Wherein, before establishing the network connection between the terminal device and the mobile base station, the terminal device enters the active state from the sleep state at a preset wake-up time;

After controlling the terminal device to upload service data, the terminal device enters an active state from a sleep state at a preset wake-up time;

Wherein, the mobile base station operates on a preset route, and the terminal device is located within a preset range around the preset route.
A storage medium on which a computer program is stored, characterized in that, when the computer program is run by a processor, the steps of the Internet of Things communication method according to any one of claims 1 to 10 are executed.

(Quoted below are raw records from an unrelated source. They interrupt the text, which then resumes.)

Issue #6119, opened 2025-05-02
Ansible Role: Install and Configure Grafana with Nginx and LDAP


kayiwa:
Create an Ansible role that automates the installation and configuration of Grafana, including setting up an Nginx reverse proxy for access and configuring LDAP authentication with automatic assignment of users in a specific group to Grafana administrator privileges.

### Detailed Requirements:

- **Grafana Installation:**

  - Install Grafana on the target host.
  - Ensure Grafana is configured to run as a service.

- **Loadbalancer:**

  - Install and configure Nginx to act as a reverse proxy for Grafana.
  - Configure Nginx for secure access (including SSL/TLS).
  - Configure appropriate Nginx settings (e.g., buffer sizes, timeouts).

- **LDAP Authentication:**

  - Configure Grafana to authenticate users via LDAP.
  - Make this configurable:
    - LDAP server URL.
    - LDAP bind DN and password.
    - LDAP base DN for user search.
    - LDAP user search filter.
    - LDAP group search filter.
    - LDAP group mapping to Grafana roles.

- **Automatic Administrator Assignment:**

  - Automatically assign users who are members of a specified LDAP group to the "Admin" role in Grafana.
  - This should be configurable so that the administrator group can be easily changed.

- **Role Configuration:**

  - The role should be highly configurable through Ansible variables (defined in defaults/main.yml and vars/main.yml).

A terminal, comprising a memory and a processor, the memory stores computer instructions that can run on the processor, wherein the processor executes any one of claims 1 to 10 when the processor runs the computer instructions The steps of the Internet of Things communication method described in item.
A mobile base station, comprising a memory and a processor, wherein the memory stores computer instructions that can run on the processor, wherein the processor executes the object of claim 11 when running the computer instructions Steps of a networked communication method.